Ditempat yang sama, Kepala Satgas SPPG Konkep, Ir.H.Cecep Trisna Jayadi,MM dalam sambutannya mengatakan, untuk saat ini, dapur MBG yang telah di akui dan di sahkan oleh Kepala BGN berjumlah enam titik yang bakal beroperasi dalam waktu dekat.
" Enam titik dapur MBG itu terbagi menjadi dua, ada yang mandiri dan juga 3T. Mandiri ada dua titik sementara 3T ada empat titik,"terangnya.

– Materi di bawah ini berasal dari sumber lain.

PR #5442, opened 2025-03-13
Render MazemapEmbed once per page

ollfkaih:
# Description

Now the mazemap should load a maximum of once per page.
I thought of complicating this, then I saw persistchildren existed, rendering children on page load.
@eikhr already made mazemap.min.js @ 3,51MB preload, so downloading the rest at 0,5-1MB to have instant load of mazemap is worth it IMO. 
Otherwise we would need to refactor and wait to load the script until map is opened to have any real data saving effect anyways. Also, that big main js file would be cached in browser after loading any map so we'd be saving less than 1MB most of the time 🤷

# Result

> [!CAUTION]

<table>
    <tr>
        <td >Description</td>
        <td>Before</td>
        <td>After</td>
    </tr>
    <tr>
        <td>
            Loads before open, and stays loaded when re-opening (if people do that)
        </td>
        <td>         <video width='20px' height='400px' src=https://github.com/user-attachments/assets/ff21ff01-4b28-4622-8bc0-93350dca55cc />        </td>
        <td>
<video height='400px' src=https://github.com/user-attachments/assets/3f61d0bb-363c-49eb-99ba-ffbc9d33d092 />
        </td>
    </tr>
</table>

# Testing

### DIFF
--- a/lego-webapp/components/MazemapEmbed/MazemapAccordion.tsx
+++ b/lego-webapp/components/MazemapEmbed/MazemapAccordion.tsx
@@ -1,8 +1,9 @@
 import { Accordion, Flex, Icon } from '@webkom/lego-bricks';
 import { ChevronRight } from 'lucide-react';
+import { Helmet } from 'react-helmet-async';
 import mazemapLogo from '~/assets/mazemap.svg';
 import MazemapLink from '~/components/MazemapEmbed/MazemapLink';
-import { MazemapEmbed } from '~/components/MazemapEmbed/index';
+import { MazemapEmbed, mazemapScript } from '~/components/MazemapEmbed/index';
 import styles from './MazemapAccordion.module.css';
 import type { ComponentProps } from 'react';
 
@@ -14,6 +15,7 @@ export const MazemapAccordion = ({ defaultOpen = false, ...props }: Props) => {
   return (
     <>
       <Flex column className={styles.mazemapAccordion}>
+        <Helmet title="Mazemap">{mazemapScript}</Helmet>
         <Accordion
           persistChildren
           defaultOpen={defaultOpen}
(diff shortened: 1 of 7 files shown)


jonasdeluna:
I might be misunderstanding but is this how it worked before the accordion changes? I thought it was changed to load as the accordion is expanded? I think making it load only once per page is nice though, how about making it load only when expanded but also once if possible?

jonasdeluna (approved):

itsisak:
> I might be misunderstanding but is this how it worked before the accordion changes? I thought it was changed to load as the accordion is expanded? I think making it load only once per page is nice though, how about making it load only when expanded but also once if possible?

Yes, this was the default behavior before, I thought I added `persistChildren` to all the Accordions that would benefit from it, but forgot this one 😅 I don't think making it only load when expanded is necessary or better. Using the `persistChildren` also has the effect of ensuring a smooth opening animation which is nice.

itsisak (approved):
Very nice!

lego-webapp/components/MazemapEmbed/MazemapAccordion.tsx
```diff
@@ -14,7 +15,9 @@ export const MazemapAccordion = ({ defaultOpen = false, ...props }: Props) => {
   return (
     <>
       <Flex column className={styles.mazemapAccordion}>
+        <Helmet title="Mazemap">{mazemapScript}</Helmet>
```
eikhr, line 18:
```suggestion
        <Helmet>{mazemapScript}</Helmet>
```
This sets the title of all meetings and events using mazemap to "Mazemap"
Screenshot 2025-03-14 at 19 35 17

eikhr (changes requested):

lego-webapp/components/MazemapEmbed/MazemapAccordion.tsx
eikhr: Same for "Mazemap Search"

Disebutnya, empat titik dari dapur MBG 3T itu berada di Kecamatan Wawonii Tengah, Wawonii Selatan, Wawonii Tenggara, dan Wawonii Timur. Sementara untuk dapur mandiri terletak di Kecamatan Wawonii Barat, dan Kecamatan Wawonii Selatan.
"Setelah Launching hari ini, selanjutnya kita akan launching juga di Kecamatan Wawonii Selatan. Semoga Empat lainnya dapat segera menyusul,"tuntasnya.
Sementara itu, Wakil Kepala Regional Badan Gizi Nasional (BGN) Prov Sultra, Ghibun Najib Pasha menjelaskan, penempatan dapur MBG harus jauh dari potensi terjadinya bencana alam dan jauh dari tempat penampungan sampah agar tak mempengaruhi kehigenisan makanan.
"Harus jauh dari tempat pembuangan akhir, dan jauh dari usaha ternak dan usaha usaha lainnya yang berpotensi menghasilkan fektor,"jelasnya saat menyampaikan sambutannya.
Selain itu, relawan SPPG harus dipastikan aman dari segi kesehatannya. Ia mengatakan dalam proses pendaftaran harus dilakukan pengecekan kesehatan untuk memastikan tak ada riwayat penyakit menular.
Ia pula menjelaskan terdapat dua kategori tatget dari program MBG tersebut diantaranya kategori peserta didik dan non peserta didik. Peserta didik dari usia Paud sampai SMA, sementara non peserta didik adalah Balita, Ibu menyusui, dan Ibu hamil.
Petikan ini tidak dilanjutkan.